# Epic Days



## Popperdave (Jul 9, 2016)

Just got back from Rockport. Tuesday, even with the super moon we found willing Redfish in the mid slot range. Even with my poor casting I caught ~25 fish(lost count after18). Wednesday, with light winds, and clear skies I managed ~20 slot size Red's on my 5wt. What a blast. These were the best days that I have ever had Fishing the Texas coast. Flies of the day were the Crack fly and the Redfish Charlie.


----------



## Bruce J (Jun 27, 2004)

Very nice. It sure is a great time of year to fish.


----------



## Fishsurfer (Dec 14, 2014)

Great post and pictures.
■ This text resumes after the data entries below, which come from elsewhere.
PR #8403, opened 2022-11-25
feat: support global data encryption of secret information

### LINKED ISSUE #8407: Proposal: APISIX Supports Global Data Encryption
# Background
Nowadays, if a plugin needs to store sensitive information, it will design a separate set of encryption mechanism, which causes the problem of repeated development and cumbersome management. Now we consider introducing Data Encryption function, hereinafter referred to as DE, to encrypt the specified information, and any module/plugin that needs to encrypt sensitive information only needs to specify the fields to be encrypted on display, so that transparent encryption/decryption can be performed when saving/reading the information.

# Benefits
Unify the encryption mechanism of APISIX to avoid duplication of development while improving product competitiveness

# Goals 

APISIX provides DE functionality to support the use of this capability in plugins and elsewhere to protect sensitive information.

## The user scenarios are as follows

1. Turn on the DE function in the configuration file

```YAML
apisix:
    enable_global_data_encryption: true
```

2. set encrypted fields

```Ada
local schema = {
    type = "object",
    properties = {
        username = { type = "string" },
        password = { type = "string", encrypted = true },   <==== Here
    },
    required = {"username", "password"},    
}
```

3. Set the plugin

```Shell
curl http://127.0.0.1:9180/apisix/admin/consumers -H 'X-API-KEY: edd1c9f034335f136f87ad84b625c8f1' -X PUT -d '
{
    "username": "foo",
    "plugins": {
        "basic-auth": {
            "username": "foo",
            "password": "bar"       <= Sensitive Information
        }
    }
}'
```

4. The plugin data read directly from ETCD is encrypted

```C#
etcdctl get /apisix/consumers/foo
{
    "username":"foo",
    "update_time":1668584767,
    "create_time":1668584767,
    "plugins":{
        "basic-auth":{
            "username":"foo",
            "password":"da61c0083b6d19ef3db2490d0da96a71572da0fa"  <= encrypted
        }
    }
}
```

5. The data surface is read normally

```Bash
curl http://127.0.0.1:9180/apisix/admin/consumers -H 'X-API-KEY: edd1c9f034335f136f87ad84b625c8f1'
{
  "list": [
    {
      "createdIndex": 8627,
      "modifiedIndex": 8627,
      "value": {
        "username": "foo",
        "update_time": 1668584767,
        "create_time": 1668584767,
        "plugins": {
          "basic-auth": {
            "username": "foo",
            "password": "bar"         <= Unencrypted
          }
        }
      },
      "key": "/apisix/consumers/foo"
    }
  ],
  "total": 1
}
```

# Detailed Design

1. Add a field in the configuration file to enable data encryption

```YAML
apisix:
    data_encryption:                # use `encrypted = {fields}` in plugin schema to enable encryption
        enable: false               # If not set, the default value is `false`.
        keyring:
            - edd1c9f0985e76a2      # If not set, will save origin value into etcd.
            - qeddd145sfvddff3      # If set this, the keyring should be an array whose elements are string, and the size is also 16, and it will encrypt fields with AES-128-CBC
                                    # !!! So do not change it after encryption, it can't decrypt the fields have be saved if you change !!
                                    # Only use the first key to encrypt, and decrypt in the order of the array.
```

2. Specify the fields to be encrypted in the schema of the plugin

```Ada
local consumer_schema = {
    type = "object",
    title = "work with consumer object",
    properties = {
        username = { type = "string" },
        password = { type = "string", encrypted = true },    <===== here
    },
    required = {"username", "password"},
}

local schema = {

}
```

3. If data encryption is enabled, the corresponding fields of the following plugins will be encrypted

```Bash
jwt-auth：secret，private_key
basic-auth：password
authz-keycloak：client_secret 
authz-casdoor：client_secret
openid-connect：client_secret
hmac-auth: secret_key
csrf：key
rocketmq-logger：secret_key
clickhouse-logger：password
error-log-logger：clickhouse.password
sls-logger：access_key_secret
google-cloud-logging：auth_config.private_key
elasticsearch-logger：auth.password
tencent-cloud-cls：secret_key
kafka-proxy：sasl.password
```

4. Encryption and Decryption

- Commonly used algorithms AES, ChaCha20, we use AES128CBC encryption algorithm, the logic is the same as ssl encryption and decryption, that is, only use the first key to encrypt, if it fails to take turns to use all keys to decrypt, consider reusing the ssl encryption and decryption function  （https://github.com/apache/apisix/blob/master/apisix/ssl.lua）

- Currently, only those distributed through the apisix admin interface can be encrypted. Many users have developed their own admin and directly manipulated storage media such as etcd, so they need to implement the encryption function themselves.

- After the encryption function is enabled, the data that was not encrypted needs to be sent down again through the interface in order to be encrypted, is a refresh interface provided? Consider not providing it for now

- Combining the above, the original string is used directly after decryption failure

- Admin now only uses etcd, considering that the first version only supports etcd and only supports encryption of plugin parameters

- Encryption：

Add encryption and decryption to check_single_plugin_schema, note that there are 2 different types of schema within the plugin, namely: schema and consumer_schema

```Lua
local function check_single_plugin_schema(name, plugin_conf, schema_type, skip_disabled_plugin, encrypt_or_decrypt)
    ...
    if plugin_obj.check_schema then
        ...
    end

    if schema_type == core.schema.TYPE_CONSUMER then
        ok, err = encrypt(plugin_conf, plugin_obj.consumer_schema, encrypt_or_decrypt)
    else
        ok, err = encrypt(plugin_conf, plugin_obj.schema, encrypt_or_decrypt)
    end

    return true
end
```

The encryption and decryption function iterates through the corresponding schema, and if it finds the encrypted = true field, it encrypts and decrypts the field in the corresponding configuration

```Lua
local function encrypt(plugin_conf, schema, encrypt_or_decrypt)
    if schema.type == "object" then
        for name, obj in pairs(schema.properties) do
            encrypt(plugin_conf[name], obj, encrypt_or_decrypt)
        end
    elseif schema.type = "array" then
        ...
    end
    
    if schema.encrypted then
        aes128(plugin_conf)
    end
end
```

Add corresponding options in check_schema and stream_check_schema, now directly called in admin, no need to modify, encrypt_or_decrypt is nil by default, i.e. encrypt

```Lua
local function check_schema(plugins_conf, schema_type, skip_disabled_plugin, encrypt_or_decrypt)
    for name, plugin_conf in pairs(plugins_conf) do
        local ok, err = check_single_plugin_schema(name, plugin_conf,
            schema_type, skip_disabled_plugin, encrypt_or_decrypt)
        if not ok then
            return false, err
        end
    end

    return true
end
```

plugin_checker and stream_plugin_checker are used for checksumming when reading data from etcd, and are decrypted by default

```Ada
function _M.plugin_checker(item, schema_type)
    if item.plugins then
        return check_schema(item.plugins, schema_type, true, decrypt) <=== decrypt
    end

    return true
end
```

tzssangglass:
### Description

Fixes #8407

### Checklist


apisix/consumer.lua
```diff
@@ -32,6 +33,23 @@ local lrucache = core.lrucache.new({
...
+    if not consumer_schema then
+        return
+    end
+
+    for key, props in pairs(consumer_schema.properties) do
+        if props.type == "string" and props.encrypted then
+            local encrypted = apisix_ssl.aes_decrypt_pkey(conf[key], "global_data_encrypt")
+            conf[key] = encrypted
+        end
+    end
```
monkeyDluffy6017, line 49: The schema may have nested objects

tzssangglass: I know that since this PR does not include this case, we can optimize this point in the next PR.

docs/zh/latest/plugin-develop.md
```diff
@@ -273,6 +273,37 @@ function _M.check_schema(conf, schema_type)
...
+
+```lua
+password = { type = "string", encrypted = true },
+```
+
+通过在 `schema` 中指定 `encrypted = true`，可以将参数加密存储。APISIX 将提供以下功能：
+
+- 通过 `Admin API` 来新增和更新资源时，对于 `encrypted = true` 的参数，APISIX 会自动加密存储在 etcd 中
+- 通过 `Admin API` 来获取资源时，对于 `encrypted = true` 的参数，APISIX 会自动解密返回
+- APISIX 在使用 `encrypted = true` 的参数时，会自动解密
```
monkeyDluffy6017, line 288: The two line means the same thing?

tzssangglass: essentially, it's the same

apisix/plugin.lua
```diff
@@ -901,7 +961,15 @@ _M.stream_check_schema = stream_check_schema
 
 function _M.plugin_checker(item, schema_type)
     if item.plugins then
-        return check_schema(item.plugins, schema_type, true)
+        local ok, err = check_schema(item.plugins, schema_type, true)
+
+        if ok then
```
monkeyDluffy6017, line 966: Add judge `data_encryption == true` here ? if `data_encryption == false`, no need to iterate the plugin loop

tzssangglass: would check `data_encryption == true` in `decrypt_conf` function, ref: https://github.com/apache/apisix/pull/8403/files/6fd1700dd37fc68d4b057d302229c06bf342eb24#diff-3936316fb5318f20b79ffe05648cf3d6b8c61e6987b51b52e2571c8a8e73a68bR867-R870

monkeyDluffy6017: But still need to iterate the loop below, we can skip the iteration
```
            for name, conf in pairs(item.plugins) do
                decrypt_conf(name, conf, schema_type)
            end
```

docs/zh/latest/plugin-develop.md
monkeyDluffy6017: can we delete one of them?

apisix/admin/routes.lua
```diff
@@ -131,6 +133,9 @@ local function check_conf(id, conf, need_id)
         if not ok then
             return nil, {error_msg = err}
         end
+        for name, conf in pairs(conf.plugins) do
```
monkeyDluffy6017, line 136: can we do this at lower level? it's not convenient to add this to every admin API,

conf/config-default.yaml
```diff
@@ -123,6 +123,13 @@ apisix:
   #  ip: 127.0.0.1
   #  port: 9090
   disable_sync_configuration_during_start: false  # safe exit. Remove this once the feature is stable
+  data_encryption:                # use `encrypted = {fields}` in plugin schema to enable encryption
+    enable: false                 # if not set, the default value is `false`.
+    keyring:
+      - edd1c9f0985e76a2          # If not set, will save origin value into etcd.
```
membphis, line 129: we should use a different key

t/plugin/clickhouse-logger.t
```diff
@@ -236,3 +236,235 @@ clickhouse headers: x-clickhouse-key:a
...
+--- error_log
+clickhouse body: INSERT INTO t FORMAT JSONEachRow
+clickhouse headers: x-clickhouse-key:abc123
+clickhouse headers: x-clickhouse-user:default
+clickhouse headers: x-clickhouse-database:default
+--- wait: 5
+
+
+
+=== TEST 9: POST and get lis
```
tzssangglass, line 327:
```suggestion
=== TEST 9: POST and get list
```

apisix/plugin.lua
```diff
@@ -849,6 +850,65 @@ check_plugin_metadata = function(item)
...
+    if not enable then
+        return conf
+    end
+
+    local schema = check_enable_and_get_plugin_schema(name, schema_type)
+    if not schema then
+        return
+    end
+
+    for key, props in pairs(schema.properties) do
```
soulbird, line 903: Don't we consider the case of configuration nesting here?

apisix/plugins/basic-auth.lua
```diff
@@ -39,7 +38,7 @@ local consumer_schema = {
     title = "work with consumer object",
     properties = {
         username = { type = "string" },
-        password = { type = "string" },
+        password = { type = "string", encrypted = true },
```
soulbird, line 41: We need to adjust the documentation of the corresponding plugin for this point.

t/node/consumer-group.t
```diff
@@ -310,3 +310,140 @@ world
...
+        enable: true
+        keyring:
+            - edd1c9f0985e76a2
+--- config
+    location /t {
+        content_by_lua_block {
+            local json = require("toolkit.json")
+            local t = require("lib.test_admin").test
+            local etcd = require("apisix.core.etcd")
+            local code, body = t('/apisix/admin/consumer_groups/company_a',
```
soulbird, line 329: Why use consumer_groups?

t/node/consumer-group.t
```diff
@@ -310,3 +310,140 @@ world
...
+                ngx.log(ngx.ERR, err)
+                return
+            end
+            ngx.sleep(0.1)
+
+            local http = require "resty.http"
+            local uri = "http://127.0.0.1:" .. ngx.var.server_port
+                        .. "/hello"
+            local ress = {}
+            for i = 1, 3 do
```
soulbird, line 431: Why not use `pipelined_requests`?

apisix/plugin.lua
tzssangglass: updated

conf/config-default.yaml
tzssangglass: updated

apisix/plugin.lua
tzssangglass: I know that since this PR does not include this case, we can optimize this point in the next PR.

apisix/plugins/basic-auth.lua
tzssangglass: added

t/node/consumer-group.t
tzssangglass: make sure that data encryption works well with consumer groups

t/node/consumer-group.t
tzssangglass: I need to pass auth headers

docs/en/latest/plugin-develop.md
```diff
@@ -293,6 +293,38 @@ function _M.check_schema(conf, schema_type)
 end
 ```
 
+### encrypted storage fields
+
+Specify the parameters to be stored encrypted(Requires APISIX version > 3.0.1)
```
spacewander, line 298:
```suggestion
Specify the parameters to be stored encrypted. (Requires APISIX version >= 3.1.0)
```

docs/zh/latest/plugin-develop.md
```diff
@@ -273,6 +273,38 @@ function _M.check_schema(conf, schema_type)
 end
 ```
 
+### 加密存储字段
+
+指定参数需要被加密存储（需要 APISIX 版本大于 3.0.1）
```
spacewander, line 278:
```suggestion
指定参数需要被加密存储（需要 APISIX 版本不小于 3.1）
```

apisix/admin/utils.lua
```diff
@@ -78,4 +80,29 @@ function _M.fix_count(body, id)
 end
 
 
+function _M.decrypt_params(decrypt_func, body, schema_type)
+    -- list
+    if body.list and #body.list > 0 then
+        for _, route in ipairs(body.list) do
+            if route.value and route.value.plugins
+               and core.table.nkeys(route.value.plugins) > 0 then
```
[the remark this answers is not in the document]
tzssangglass: done

apisix/plugin.lua
```diff
@@ -849,6 +850,71 @@ check_plugin_metadata = function(item)
...
+        enable_data_encryption =
+            core.table.try_read_attr(local_conf, "apisix", "data_encryption", "enable")
+        _M.enable_data_encryption = enable_data_encryption
+    end
+
+    return enable_data_encryption
+end
+
+
+local function get_plugin_schema(name, schema_type)
```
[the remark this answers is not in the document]
tzssangglass: done

apisix/plugin.lua
```diff
@@ -849,6 +850,71 @@ check_plugin_metadata = function(item)
...
+    if not enable_gde() then
+        return false
```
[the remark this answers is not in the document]
tzssangglass: done

apisix/ssl.lua
```diff
@@ -173,7 +218,11 @@ end
 local function parse_pem_priv_key(sni, pkey)
     core.log.debug("parsing priv key for sni: ", sni)
 
-    local parsed, err = ngx_ssl.parse_pem_priv_key(aes_decrypt_pkey(pkey))
+    local key, err = aes_decrypt_pkey(pkey)
+    if not key then
+        core.log.error(err)
```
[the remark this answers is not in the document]
tzssangglass: done

docs/en/latest/plugin-develop.md
tzssangglass: done

docs/zh/latest/plugin-develop.md
tzssangglass: done

t/node/data_encrypt.t
```diff
@@ -0,0 +1,581 @@
...
+log_level("info");
+
+add_block_preprocessor(sub {
+    my ($block) = @_;
+
+    if (!$block->request) {
+        $block->set_value("request", "GET /t");
+    }
+
+    if (!$block->no_error_log) {
```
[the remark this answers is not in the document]
tzssangglass: done

t/node/data_encrypt.t
```diff
@@ -0,0 +1,581 @@
...
+                )
+
+            if code >= 300 then
+                ngx.status = code
+            end
+            ngx.say(body)
+        }
+    }
+--- request
+GET /t
```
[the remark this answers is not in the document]
tzssangglass: done

t/node/data_encrypt.t
```diff
@@ -0,0 +1,581 @@
...
+
+            local pwds = {}
+            table.insert(pwds, res.list[1].value.plugins["basic-auth"].password)
+            table.insert(pwds, res.list[2].value.plugins["basic-auth"].password)
+
+            ngx.say(json.encode(pwds))
+        }
+    }
+--- request
+GET /t
```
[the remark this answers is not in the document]
tzssangglass: done

apisix/plugin.lua
monkeyDluffy6017: It's better to notice this point at doc ?

tzssangglass: I don't think it's needed and will finish it soon.

monkeyDluffy6017: It's a bit complicated, like 'anyof', 'oneof' need to be considered.

t/node/data_encrypt.t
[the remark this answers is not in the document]
spacewander: @tzssangglass 
Err. The `GET /t` here is not removed yet

apisix/plugin.lua
```diff
@@ -849,6 +850,71 @@ check_plugin_metadata = function(item)
 end
 
 
+local enable_data_encryption
+local function enable_gde()
+    if enable_data_encryption == nil then
+        enable_data_encryption =
+            core.table.try_read_attr(local_conf, "apisix", "data_encryption", "enable")
+        _M.enable_data_encryption = enable_data_encryption
```
spacewander, line 858: The cache won't take effect when `core.table.try_read_attr(local_conf, "apisix", "data_encryption", "enable")` is nil. is this by design?

apisix/admin/utils.lua
```diff
@@ -78,4 +80,28 @@ function _M.fix_count(body, id)
 end
 
 
+function _M.decrypt_params(decrypt_func, body, schema_type)
+    -- list
+    if body.list and #body.list > 0 then
```
spacewander, line 85: For the same reason, we can skip the `and #body.list > 0` too.

apisix/plugin.lua
tzssangglass: Anyof or oneof only restricts the existence of items, if an item has `encrypted = true` but does not exist in conf, it will not be encrypted.

apisix/plugin.lua
soulbird: +1

apisix/admin/utils.lua
tzssangglass: done

t/node/data_encrypt2.t
```diff
@@ -0,0 +1,731 @@
...
+                local headers = ngx.req.get_headers()
+                ngx.log(ngx.WARN, "clickhouse body: ", data)
+                for k, v in pairs(headers) do
+                    ngx.log(ngx.WARN, "clickhouse headers: " .. k .. ":" .. v)
+                end
+                ngx.say("ok")
+            }
+        }
+    }
+_EOC_
```
soulbird, line 60: Can it be moved into t/lib? It is the same as in clickhouse-logger.t ?

apisix/plugin.lua
tzssangglass: from #8407

```
apisix:
    data_encryption: 
        enable: false               # If not set, the default value is `false`.
```

if `apisix.data_encryption.enable` is nil, it is the same as not set `apisix.data_encryption.enable`, then `_M.enable_data_encryption` would be `false`. 

`_M.enable_data_encryption` is used by `if method == "get" and plugin.enable_data_encryption then` in `apisix/admin/init.lua`, it won't into `utils.decrypt_params`

t/node/data_encrypt2.t
tzssangglass: done

soulbird (approved):

apisix/plugin.lua
spacewander: @tzssangglass 
`enable_data_encryption` would be nil in this case? So `enable_data_encryption == nil` will always get a true result and this function doesn't provide a cache if the user doesn't provide a configuration.

tzssangglass: 1. if the user doesn't config `apisix.data_encryption.enable`, then `core.table.try_read_attr(local_conf, "apisix", "data_encryption", "enable")` would get the default value `false` from `conf/config-default.yaml`
2. `enable_data_encryption` would be set to `false` as module var.
3. in the next time, `enable_data_encryption == nil` would get false

spacewander (approved):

Your making me jealous, I just need to get off my rear and go. Thanks.


----------



## Ish (Oct 30, 2008)

good job!

is that a newwater tilt you're fishin' on?


----------



## salty_waders (Feb 13, 2006)

Well Done! Those clear days in fall are the best!


----------



## Popperdave (Jul 9, 2016)

*Newwater Stilt*

Ish,
Yes we fished the Newwater Stilt on Wednesday. VERY nice boat. Nice dry, stable ride running across the open bay. Easy to pole and can get up in 12" of water. On Tuesday we fished the HB Glade Skiff. It was amasing how shallow we could go.


----------



## karstopo (Jun 29, 2009)

Love the report and the photos. I like the Redfish Charlies


----------